The other day I got curious again & tried searching the non-redundant DNA and protein databases but with the species filter set to eukaryote. Again, a bunch of hits -- and the shocking part was many were very recently deposited sequences -- even human ones. In some cases, the entire deposited sequence was vector-derived (e.g. the non-human "putative reverse transcriptases" ABK60177.1, CAD59768.1, CAD59767.1 & CAL37000.1).

For example, AK302803.1 is a 1352 nucleotide sequence deposited in 2008; from 888 on is clearly vector -- and the coding region is annotated as 1 to 1275! CAH85743 is a "Plasmodium" protein which is entirely vector derived; again deposited in 2008. PIR (is anybody still curating this?) has a number of vector-derived proteins (e.g. the 231 amino acid "NZ-3 antigen" JC7702; S.pombe beta-lactamase (!) T51301); I was surprised to even find a SwissProt entry that looks like it has pUC-derived sequence

>sp|Q63661.2|MUC4_RAT RecName: Full=Mucin-4; Short=MUC-4; AltName: Full=Pancreatic
adenocarcinoma mucin; AltName: Full=Testis mucin; AltName: Full=Ascites
sialoglycoprotein; Short=ASGP; AltName: Full=Sialomucin
complex; AltName: Full=Pre-sialomucin complex; Short=pSMC;
Contains: RecName: Full=Mucin-4 alpha chain; AltName:
Full=Ascites sialoglycoprotein 1; Short=ASGP-1; Contains: RecName:
Full=Mucin-4 beta chain; AltName: Full=Ascites sialoglycoprotein
2; Short=ASGP-2; Flags: Precursor
Length=2344

GENE ID: 303887 Muc4 | mucin 4, cell surface associated [Rattus norvegicus]
(Over 10 PubMed links)

Score = 46.6 bits (109), Expect = 0.006
Identities = 22/35 (62%), Positives = 25/35 (71%), Gaps = 3/35 (8%)
Frame = -3

pUC19 1427 CCLQTKKPPLPAVVCLPDQELPTLFPKVTGFSRAQ 1323
CCLQTKKPPLPAVVCLPD P+ P + S+ Q
Sbjct 1051 CCLQTKKPPLPAVVCLPD---PSSVPSLMHSSKPQ 1082



Even the RefSeq mRNA section has some very provisional mammalian predicted cDNAs (from chimp) which appear to be polylinker-type sequences from vector (selected restriction sites are marked)


=XbaI= =PstI=
=BamHI =SalI= =PaeI
pUC19 415 GGGGATCCTCTAGAGTCGACCTGCAGGCATG 444
XM_001160101.1 56 GGGGATCCTCTAGAGTCGACCTGCAGGCAT 85
XM_001146903.1 439 GGATCCTCTAGAGTCGACCTGCAGGCATG 467
XM_001141474.1 1503 GGGATCCTCTAGAGTCGACCTGCAGGCA 1530
XM_001141395.1 922 GGGATCCTCTAGAGTCGACCTGCAGGCA 949


Contamination of various sorts has plagued genome projects from the get-go.
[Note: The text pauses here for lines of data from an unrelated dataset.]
PR #343, opened 2016-04-08
BZ1323572: AsyncWatchService dies when a RuntimeException is thrown f…

tkobayas:
…rom IOWatchServiceExecutorImpl.execute()

Confirmed that it fixes the issue in BRMS 6.2.2.

### DIFF
--- a/uberfire-backend/uberfire-backend-server/src/main/java/org/uberfire/backend/server/io/watch/AbstractIOWatchService.java
+++ b/uberfire-backend/uberfire-backend-server/src/main/java/org/uberfire/backend/server/io/watch/AbstractIOWatchService.java
@@ -157,7 +157,11 @@ public abstract class AbstractIOWatchService implements IOWatchService,
                         break;
                     }
 
-                    wsExecutor.execute( wk, AbstractIOWatchService.this );
+                    try {
+                        wsExecutor.execute( wk, AbstractIOWatchService.this );
+                    } catch ( final Exception ex ) {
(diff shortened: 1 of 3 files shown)


manstis:
@tkobayas I see the fix is pretty straight forward; but could you please write a Unit Test too (ideally including execution of a ```WatchService``` from ```AbstractIOWatchService.addWatchService(...)``` but since this might either require extensive mocking or even a code restructure I guess simply showing Exceptions in ```AsyncWatchService.execute(...)``` are handled would be fine).

BTW, just an opinion, but would the ```try {...} catch(..)``` block be better positioned around https://github.com/tkobayas/uberfire/blob/bz1323572/uberfire-backend/uberfire-backend-server/src/main/java/org/uberfire/backend/server/io/watch/AbstractIOWatchService.java#L160 IMO this makes the code more readable. WDYT?

tkobayas:
Hi Mike, thank you for the comment.

I agree that try-catch in AbstractIOWatchService.java is better. Also I added a unit test. In order to avoid modifying the product codes, I used mock, system property (to disable autostart) and reflection (to get an asyncWatchService) in the unit test. Does it look okay?

manstis:
@tkobayas Looks fine; thank-you.. just a couple of comments:-

1) Please add the license header to the test class
2) Could you please squash the commits into a single commit.

tkobayas:
Sure, done!

manstis:
@tkobayas Thanks.

+1 to merge.

ederign:
@tkobayas thanks!

PR #344, opened 2016-04-08
[UF-299] disable git/ssh daemons by default when running tests

psiroky:
* disabling the git/ssh daemons by default makes the tests more stable.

Perhaps the most notorious was a large deposition of human ESTs which were donated to the public with great fanfare (as a counterpoint to private EST efforts), only to be found later to be rich in yeast sequences. The solution is to run filters -- search everything you do against vectors, E.coli and other common contaminants. In addition, especially in this day-and-age, if your "human" mRNA sequence doesn't match the genome, you've got some 'splaining to do.

What's the harm? Well, when it comes to databases I don't like mess. You always need to check your data, but it's always a nuisance when you actually have to clean it a bunch. Miss something, and some experiment is dirty or worse ruined. Plus, and this is a bit of the theme to my proto-post, some folks haven't yet figured this out & the results are truly ugly. Even worse, these are the obvious problems since bacterial vectors in a eukaryotic sequence truly stick out. Now I'm wondering about all the pUC-like sequences I found in bacterial sources -- can I trust them either?
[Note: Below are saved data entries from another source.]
PR #345, opened 2016-04-08
[UF-299] disable git/ssh daemons by default when running tests

psiroky:
* disabling the git/ssh daemons by default makes the tests more stable.
   Maven build is usually executed in parallel (e.g. -TC), which means
   tests in multiple modules are executed in parallel (in different JVM of course).
   That sometimes leads into random test failures caused by failure
   to bind to the default git/ssh ports.

### DIFF
--- a/pom.xml
+++ b/pom.xml
@@ -289,6 +289,11 @@
           <groupId>org.apache.maven.plugins</groupId>
           <artifactId>maven-surefire-plugin</artifactId>
           <configuration>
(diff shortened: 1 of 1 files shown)


psiroky:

So, let's all make a it's-still-a-pretty-new-year resolution to recheck our sequencing pipelines. Deliberately throw pUC19 and the E.coli genome through it & see what comes out.

1 comment:

Steven Salzberg said...

Keith, this has been a problem for a long time and only is getting worse - many more people are generating sequence now, and they haven't yet learned the lessons that we learned at the big sequencing centers years ago.

For example, a short paper I was part of years ago was titled "Contamination in the draft of the human genome masquerades as lateral gene transfer." (Willerslev et al., 2002) The point was that "human" sequences in GenBank at the time were bacterial, not human, and that scientists looking for evidence of lateral gene transfer - an important research topic, then and now - could easily be misled by these contaminents.

For big projects, the folks at NCBI recently implemented a screening protocol to check for common vector sequences, but their protocol can't be expected to catch everything.